Sooo guys. I got it. The elusive Covid-19 vaccine dose I had been crawling all over everyone and myself to get, finally I got contacted on Lucky Day to get. Of course I got the email and was almost running out the door to get it, giving myself an hour and 5 minutes to get showered and run. I did that and got myself goggled and masked up, VERY excited, I was just about dancing on the stool to get it. My story poured out of me to the nurse, though the reason for that is because I have nobody else to high five in most moments, totally stranded here without any real link to anyone besides Don. She got just as excited for me as I was–and now, now, I get some peace of mind starting on May 1, about a year from when they told me that valve would last 6 months.
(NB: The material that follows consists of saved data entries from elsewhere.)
PR #1028, opened 2024-09-11
ci: pin rust to nightly-2024-09-09 until public-api fixed

Billy99:
The public-api (cargo xtask public-api) is failing with the latest rust nightly package. Temporarily pin nightly to last known working version until the issue can be resolved.


alessandrod:
for context https://discord.com/channels/855676609003651072/855676609003651075/1285234572061048844

PR #1029, opened 2024-09-13
Fix linux kernel version in gh ci runners

davibe:
This updates the linux kernels of the CI linux runners since at least one of the current ones has become unavailable as seem in this build https://github.com/aya-rs/aya/actions/runs/10843802034/job/30091556395


alessandrod (approved):

alessandrod (approved):

alessandrod:
Merging on red since the lint failure is being addressed in another PR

And so now my brain has to settle into this idea that I can no longer worry about expiring from Corona, it has to worry about making it through yet another open heart surgery, my third experience with my chest cracked wide open, heart messed with, rewired and set in a red line again. I realize I maybe was too eager to get in line for the surgery-but since it is already, as the scan said, experiencing severe stenosis, there’s no chance I get to escape doing it. I’ve delayed it so much already I know there’s just a countdown at this point to when it’s no longer an option to opt out. I’m actually positive all this stress I’ve put myself through trying to ensure I didn’t die of something I COULD control not dying from perhaps fucked me up a bit more than I should have let it. But, ultimately I didn’t have a ton of control over that, because as I’ve mentioned before, you are your own best advocate, and sometimes realizing that involves you stomping your heels and yelling at people on phones to ensure you are being heard.
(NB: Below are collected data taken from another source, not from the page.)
PR #1038, opened 2024-09-25
aya: add guardrails for valid combinations of perf_event `type` and `config` fields

tyrone-wu:
Add guardrails for when setting event `type` and `config` for perf_event program. The added `PerfEventConfig` enum now defines the event `type` and `config` of interest.

 Idiomatic Rust types are added for:
- `perf_hw_id` => `HardwareEvent`
- `perf_sw_ids` => `SoftwareEvent`
- `perf_hw_cache_id` => `HwCacheEvent`
- `perf_hw_cache_op_id` => `HwCacheOp`

The motivation behind this is mainly for the `type` and `config` fields of `bpf_link_info.perf_event.event` (which I'm working on in another branch). I plan to use these newly added enums `bpf_link_info` metadata. https://elixir.bootlin.com/linux/v6.10/source/include/uapi/linux/bpf.h#L6714

One thing to note is that although `Breakpoint`/`PERF_TYPE_BREAKPOINT` variant exists, it is not fully implemented at the moment (due to some additional fields need in `perf_event_attr` like `bp_type`, etc.). It's only usage currently will be in retrieving link info.


tyrone-wu:
I just realized that if `PERF_TYPE_BREAKPOINT` get implemented, then it can't be reused in link info due to the extra fields...

aya/src/programs/perf_event.rs
```diff
@@ -23,22 +21,200 @@ use crate::{
...
+        /// This value can extracted from `/sys/bus/event_source/devices/*/format/`, where the
+        /// `config:<value>` indicates the bit position to set.
+        ///
+        /// For example, `config:3` => `config = 1 << 3`.
+        config: u64,
+    },
+}
+
+/// The "generalized" hardware CPU events provided by the kernel.
+#[repr(u64)]
```
tamird, line 84: why do we need this repr?

tamird (approved):
LGTM

tamird (changes requested):
> Reviewed 1 of 3 files at r1, all commit messages.
> *[Reviewable](https://reviewable.io/reviews/aya-rs/aya/1038)* status: 1 of 3 files reviewed, 4 unresolved discussions (waiting on @alessandrod and @tyrone-wu)

___
*[`-- commits` line 2 at r1](https://reviewable.io/reviews/aya-rs/aya/1038#-O8IiIKK47gKnMG9C8Xv):*
nit: get this down to 50 columns plz (just the subject)
___
*[`aya/src/programs/perf_event.rs` line 89 at r1](https://reviewable.io/reviews/aya-rs/aya/1038#-O8IjZI90AS74LKxgycX:-O8IjZI90AS74LKxgycY:bxsjc2v) ([raw file](https://github.com/aya-rs/aya/blob/8f8210c7d6817893caf9a7e2c63820f24e70be76/aya/src/programs/perf_event.rs#L89)):*
> ```XML
>     /// The total CPU cycles.
>     #[doc(alias = "PERF_COUNT_HW_CPU_CYCLES")]
>     CpuCycles = perf_hw_id::PERF_COUNT_HW_CPU_CYCLES as isize,
> ```

it'd be better to use repr(foo) if it means we can avoid these casts (especially from an unsigned type to this signed type).
___
*[`aya/src/programs/perf_event.rs` line 327 at r1](https://reviewable.io/reviews/aya-rs/aya/1038#-O8Iif8f7sMtlM68_Fg_:-O8Iif8f7sMtlM68_Fga:b-i0d18e) ([raw file](https://github.com/aya-rs/aya/blob/8f8210c7d6817893caf9a7e2c63820f24e70be76/aya/src/programs/perf_event.rs#L327)):*
> ```XML
> 
>         let (event_type, config) = match perf_type {
>             PerfEventConfig::Hardware(hw_event) => (PERF_TYPE_HARDWARE as u32, hw_event as u64),
> ```

would it be possible to avoid these `as` casts? In other words can we align the types we use such that we match the types of these constants? More precisely we should use the type `perf_type_id` instead of u32 and

tyrone-wu (commented):
> *[Reviewable](https://reviewable.io/reviews/aya-rs/aya/1038)* status: 1 of 3 files reviewed, 3 unresolved discussions (waiting on @alessandrod and @tamird)

___
*[`-- commits` line 2 at r1](https://reviewable.io/reviews/aya-rs/aya/1038#-O8IiIKK47gKnMG9C8Xv):*

nit: get this down to 50 columns plz (just the subject)
</blockquote></details>

:thumbsup: :thumbsup: 
___
*[`aya/src/programs/perf_event.rs` line 89 at r1](https://reviewable.io/reviews/aya-rs/aya/1038#-O8IjZI90AS74LKxgycX:-O8JY9600SeCNZbku2d_:b-91xh4m) ([raw file](https://github.com/aya-rs/aya/blob/8f8210c7d6817893caf9a7e2c63820f24e70be76/aya/src/programs/perf_event.rs#L89)):*

it'd be better to use repr(foo) if it means we can avoid these casts (especially from an unsigned type to this signed type).
</blockquote></details>

Correct me if I'm wrong, but I believe casting is unavoidable since they're being coerced from enum type. `isize` would let the compiler handle its layout, so I don't think it would differ with a different `repr` since casting happens either way.
___
*[`aya/src/programs/perf_event.rs` line 327 at r1](https://reviewable.io/reviews/aya-rs/aya/1038#-O8Iif8f7sMtlM68_Fg_:-O8NU6XZ3BWXdTpLlxRk:b-yss7n6) ([raw file](https://github.com/aya-rs/aya/blob/8f8210c7d6817893caf9a7e2c63820f24e70be76/aya/src/programs/perf_event.rs#L327)):*

would it be possible to avoid these `as` casts? In other words can we align the types we use such that we match the types of these constants? More precisely we should use the type `perf_type_id` instead of u32 and
</blockquote></details>

:saluting_face: The `PerfEventConfig::Pmu` variant not belonging to `perf_type_id`, but I was sorta able to align it for a single `u32` cast.

tamird (changes requested):
> *[Reviewable](https://reviewable.io/reviews/aya-rs/aya/1038)* status: 1 of 3 files reviewed, 3 unresolved discussions (waiting on @alessandrod and @tyrone-wu)

___
*[`aya/src/programs/perf_event.rs` line 89 at r1](https://reviewable.io/reviews/aya-rs/aya/1038#-O8IjZI90AS74LKxgycX:-O8SMemy8wv8uikHQ_dg:b-6zwyna) ([raw file](https://github.com/aya-rs/aya/blob/8f8210c7d6817893caf9a7e2c63820f24e70be76/aya/src/programs/perf_event.rs#L89)):*
<details><summary><i>Previously, tyrone-wu (Tyrone Wu) wrote…</i></summary><blockquote>

Correct me if I'm wrong, but I believe casting is unavoidable since they're being coerced from enum type. `isize` would let the compiler handle its layout, so I don't think it would differ with a different `repr` since casting happens either way.
</blockquote></details>

Could we use https://github.com/rust-num/num-derive to derive ToPrimitive on `perf_hw_id` and then use that instead of these `as` casts?

tyrone-wu (commented):
> *[Reviewable](https://reviewable.io/reviews/aya-rs/aya/1038)* status: 1 of 3 files reviewed, 3 unresolved discussions (waiting on @alessandrod and @tamird)

___
*[`aya/src/programs/perf_event.rs` line 89 at r1](https://reviewable.io/reviews/aya-rs/aya/1038#-O8IjZI90AS74LKxgycX:-O8dBurM0nnSF9zunpfw:bx518w8) ([raw file](https://github.com/aya-rs/aya/blob/8f8210c7d6817893caf9a7e2c63820f24e70be76/aya/src/programs/perf_event.rs#L89)):*

Could we use https://github.com/rust-num/num-derive to derive ToPrimitive on `perf_hw_id` and then use that instead of these `as` casts?
</blockquote></details>

I gave `num-derive` a try , it turns out the functions implemented from `ToPrimitive` aren't public :frowning_face:. And also, the functions (`.to_u32`, etc.) return `Option`s. https://docs.rs/num-traits/0.2.19/src/num_traits/cast.rs.html#17

There is https://github.com/illicitonion/num_enum, however, it looks like it just implements `From<repr(num)>` based on provided `#[repr()]`, which wouldn't be too different from `as`. :/

tamird (changes requested):
> Reviewed 3 of 3 files at r3, all commit messages.
> *[Reviewable](https://reviewable.io/reviews/aya-rs/aya/1038)* status: all files reviewed, 7 unresolved discussions (waiting on @alessandrod and @tyrone-wu)

___
*[`aya/src/programs/perf_event.rs` line 89 at r1](https://reviewable.io/reviews/aya-rs/aya/1038#-O8IjZI90AS74LKxgycX:-O9kGCZx1HpPHqB1fwHb:bdjohk5) ([raw file](https://github.com/aya-rs/aya/blob/8f8210c7d6817893caf9a7e2c63820f24e70be76/aya/src/programs/perf_event.rs#L89)):*
<details><summary><i>Previously, tyrone-wu (Tyrone Wu) wrote…</i></summary><blockquote>

I gave `num-derive` a try , it turns out the functions implemented from `ToPrimitive` aren't public :frowning_face:. And also, the functions (`.to_u32`, etc.) return `Option`s. https://docs.rs/num-traits/0.2.19/src/num_traits/cast.rs.html#17

There is https://github.com/illicitonion/num_enum, however, it looks like it just implements `From<repr(num)>`, which wouldn't be too different `as`. :/
</blockquote></details>

Implementing From is better than `as` because it guarantees that there's no precision loss. Let's use num_enum?
___
*[`aya/src/programs/perf_event.rs` line 327 at r1](https://reviewable.io/reviews/aya-rs/aya/1038#-O8Iif8f7sMtlM68_Fg_:-O9kHblxCgKpZnyrBxhP:b-cadf1i) ([raw file](https://github.com/aya-rs/aya/blob/8f8210c7d6817893caf9a7e2c63820f24e70be76/aya/src/programs/perf_event.rs#L327)):*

So two days later I am tired, the arm is sore and I am trying to clean the apartment and figure out how to GTFO of this place. Poor Don is doing all he can, but the rent here is literally 4 times what it was when we lived at Corona, ironically enough, and he is making less than we were when we lived in Aurora on a combined income. So I have to figure out my half, or what I can add even if it’s a third–because it would make a huge difference, and let us live somewhere better, like we had planned before we had to pick up and move our lives away. We had a deposit we got back on a big apartment down near the baseball stadium in Denver, as we were ready to live our big life and my friends were excited, I was excited and Don was excited to move near the art galleries and whatever action you could imagine a cow town like Denver could provide. This was a little over a year ago we were supposed to be living that life, and now we are so so far from that life and our lives and what we made for a home for ourselves that starting over all over again without any fucking support has been not as much fun as I imagined.
It’s been brutal. It’s the expense, it’s the isolation, it’s the fear of what is next for us. It’s the fear I won’t be able to make enough money to help him. It’s the fear we will be stuck here or I will die or I will get fucked up or maybe not wake up, or maybe wake up forgetting even more of my life than I have. I don’t know how to solve this exactly, I just have ideas. I’ve never really been one to throw my hands in the air and give up, but right now I just need some help to figure this out and I have to find a way to help myself. I want to be productive and valuable again and respected. I want to be able to buy my own clothes and get my hair done when I want to and feel good again. I want to help Don and myself and I want to feel like me again. I just need this stupid shit out of the way so I can ensure the efforts I make aren’t for a dying cause. Because I just might be the cause. And though that is true, I am not ready to accept that end just yet.